Amnesia results from damage to the brain structures that form the limbic system, which controls emotions and memories. These structures, which include the hippocampus and thalamus, lie deep within the brain on the underside of the temporal lobe. Any disease or injury that affects the brain can interfere with the intricacies of memory because normal memory function involves many parts of the brain.

Neurological or organic amnesia is the type of amnesic syndrome caused by brain injury. Some of its possible causes are:


  • Inflammation of the brain, known as encephalitis, which results from infection with a virus such as herpes simplex virus (HSV) or as an autoimmune reaction to cancer somewhere else in the body, known as paraneoplastic limbic encephalitis PLE.
  • Head injuries, such as those that happen in car accidents, which can lead to confusion and problems remembering new information, especially in the early stages of recovery. These injuries usually don’t cause severe amnesia.
  • Lack of adequate oxygen in the brain, such as those sustained from a carbon monoxide poisoning, respiratory distress or a heart attack.
  • Long term alcohol abuse, which leads to thiamin (vitamin B1) deficiency, also known as Wernicke-Korsakoff syndrome.
  • Certain seizure disorders.
  • Tumors in some areas of the brain that control memory.
  • Stroke.
  • ECT (electroconvulsive therapy)
  • Subarachnoid hemorrhage, which means bleeding between the brain and skull.

Dissociative or psychogenic amnesia is a rare type of amnesia that is caused by emotional shock or trauma, such as being the victim of a violent crime. In this type of amnesia, the person may lose personal memories and autobiographical information for a few hours, days or longer.



Amnestic syndrome can cause problems at work, school and in social settings. This syndrome varies in severity and scope, but even mild amnesia takes a toll on quality of life and daily activities, because recovering lost memories is not possible. People suffering from severe amnesia should live in a supervised situation or extended care facility.

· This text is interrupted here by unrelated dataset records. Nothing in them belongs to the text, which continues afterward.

PR #1123, opened 2022-10-25
Remove tonic-web custom cors implementation and replace it with tower-http `CorsLayer`

### LINKED ISSUE #1122: Cleanup tonic-web cors support and replace it with tower-http
## Motivation

The CORS code in tonic-web is not 100% compliant with cors spec and cannot be detached from the rest of the tonic-web protocol implementation. This can be problematic for some use cases where the tonic-web layer is just a part of the server, and some other cors layer is used before (as far as i understand in particular for https://developer.mozilla.org/en-US/docs/Web/HTTP/CORS#simple_requests).

Some other grpc-web implementations where cors is separate from the protocol implementation:

* https://armeria.dev/docs/server-grpc/#grpc-web
* https://github.com/grpc/grpc-web/blob/35284bfe156fc41bbcdd554ac423a587d93ff8da/net/grpc/gateway/examples/helloworld/envoy.yaml#L30

## How

As described here: https://github.com/hyperium/tonic/pull/1119#issuecomment-1285123214. the idea is to:

* Remove all the tonic-web cors handling logic
* `tonic_web::enable` composes `CorsLayer` from tonic-http and `GrpcWebLayer` introduced by #1119. If a user wants more control over the `CorsLayer`, they can just instantiate manually `GrpcWebLayer` and compose it with whatever configured cors layer they want (not necessarily the one provided by tower-http)

## Breaking changes

* `Config` gets removed
* Behavioral changes for the cors layer, more conform to the spec

## Notes

* The current cors implementation is "strict", returning an error status code when headers, origin and whatnot are not compatible with the cors configuration, e.g. https://github.com/hyperium/tonic/blob/b409ddd478959e239aeef3cb8715cd3ace470a8f/tonic-web/src/service.rs#L300
* This seems to be the opposite of what should be, see https://github.com/tower-rs/tower-http/pull/224 and in particular the fetch spec https://fetch.spec.whatwg.org/#http-responses

> A successful HTTP response to a CORS-preflight request is similar, except it is restricted to an ok status, e.g., 200 or 204.
> Any other kind of HTTP response is not successful and will either end up not being shared or fail the CORS-preflight request. 

This because in the preflight request the server just replies back to the browser with its cors configuration, then it's up to the browser to figure out whether it should proceed or not with the actual request.

slinkydeveloper:
Fix #1122, see the issue for more details.

This PR depends on #1119


slinkydeveloper:
I tested this branch on a personal project, connecting with connect-web client with [grpc-web transport](https://connect.build/docs/web/choosing-a-protocol#grpc-web), and it works fine.

tonic-web/src/lib.rs
```diff
@@ -87,49 +87,58 @@
...
+use tower_http::cors::{AllowOrigin, Cors, CorsLayer};
+use tower_layer::Layer;
 use tower_service::Service;
 
-/// enable a tonic service to handle grpc-web requests with the default configuration.
+const DEFAULT_MAX_AGE: Duration = Duration::from_secs(24 * 60 * 60);
+const DEFAULT_EXPOSED_HEADERS: [&str; 3] =
+    ["grpc-status", "grpc-message", "grpc-status-details-bin"];
+const DEFAULT_ALLOW_HEADERS: [&str; 4] =
+    ["x-grpc-web", "content-type", "x-user-agent", "grpc-timeout"];
```
slinkydeveloper, line 110: Perhaps we could make these `pub` for people instantiating the `CorsLayer` manually?

LucioFranco: Is there a big benefit here? I personally like to stay on the conservative side of making things public just incase you need to change them in the future.

tonic-web/src/service.rs
```diff
@@ -170,7 +133,57 @@ where
...
+    E: Into<BoxError> + Send,
+{
+    type Output = Result<Response<BoxBody>, E>;
+
+    fn poll(self: Pin<&mut Self>, cx: &mut Context<'_>) -> Poll<Self::Output> {
+        let mut this = self.project();
+
+        match this.case.as_mut().project() {
+            CaseProj::GrpcWeb { future, accept } => {
+                let res = match ready!(future.poll(cx)) {
```
LucioFranco, line 173: could this just be `ready!(...)?`?

LucioFranco (commented):
Looks pretty good to me left a few comments

slinkydeveloper:
For me this is ready now, it would be nice if someone else can test it though :)

LucioFranco (approved):

PR #1136, opened 2022-11-06
maybe a typo in the tutorial?

ichn-hu:
## Motivation

the example code makes build_client to be false, but claims it will build the client only.

## Solution

I guess this is a typo and it meant to build the server only.


LucioFranco (approved):
Yup seems like it! thanks!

There are specific techniques and strategies to help make up for the memory problem. Memory training includes a variety of strategies for organizing information to make it easier to remember and to improve understanding of extended conversation. A person with amnesia may work with an occupational therapist to learn new information in order to replace what was lost, or to use intact memories as a basis for taking in new information.

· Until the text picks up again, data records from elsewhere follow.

PR #2507, opened 2026-02-16
feat(grpc): Add TCP listener API in the Runtime trait + tests for server credentials

arjan-bal:
This change adds methods to the `Runtime` trait for creating TCP listeners and accepting remote connections. These methods are required to test the insecure server credentials and the upcoming TLS server credentials, which authenticate streams on the server side.

### DIFF
--- a/grpc/src/rt/mod.rs
+++ b/grpc/src/rt/mod.rs
@@ -31,6 +31,8 @@ pub(crate) mod tokio;
 
 pub type BoxFuture<T> = Pin<Box<dyn Future<Output = T> + Send>>;
 pub type BoxedTaskHandle = Box<dyn TaskHandle>;
+pub type BoxEndpoint = Box<dyn GrpcEndpoint>;
+pub type ScopedBoxFuture<'a, T> = Pin<Box<dyn Future<Output = T> + Send + 'a>>;
 
 /// An abstraction over an asynchronous runtime.
 ///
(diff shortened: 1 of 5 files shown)


grpc/src/rt/mod.rs
```diff
@@ -58,6 +58,13 @@ pub trait Runtime: Send + Sync + Debug {
         target: SocketAddr,
         opts: TcpOptions,
     ) -> BoxFuture<Result<Box<dyn GrpcEndpoint>, String>>;
+
+    /// Create a new listener for the given address.
+    fn listen_tcp(
```
sauravzg, line 65: Are `tcp_listener` (or `tcp_stream`) the correct abstraction ?
I am thinking about something like a LocalChannelServer/Client . I don't think they'll be using TCP, but may need these abstractions for creating the IO streams etc ?

sauravzg (approved):

grpc/src/rt/mod.rs
arjan-bal: The abstraction for the I/O stream is `GrpcEndpoint`. Currently, `listen_tcp` and `tcp_stream` are just one way to obtain `GrpcEndpoints` through the runtime. We can add factory methods for other transports, such as UDP or Unix sockets, as the need arises.

We could use a single constructor that accepts the transport type, but I suspect the configuration for each transport would differ significantly, causing the abstraction to become leaky.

Some people with amnesia could use low-tech memory aids, such as notebooks, pill minders, wall calendars, along with photographs of people and places. But most people find using a PDA (personal digital assistant) very helpful. This device can be easily used by people with severe amnesia with some training and practice to help them with day-to-day tasks, such as taking medications or remembering important events.

In the Wernicke-Korsakoff syndrome there is a lack of thiamin, so treatment will include replacing this vitamin and providing proper nutrition. But currently, there are no available medications for treating most types of amnestic syndrome. Additionally, the complexity of the brain process involved makes it improbable that a single medication will be able to resolve memory problems. Several neurotransmitters involved in memory formation are being researched and investigated in the hopes of one day finding new treatments for memory disorders.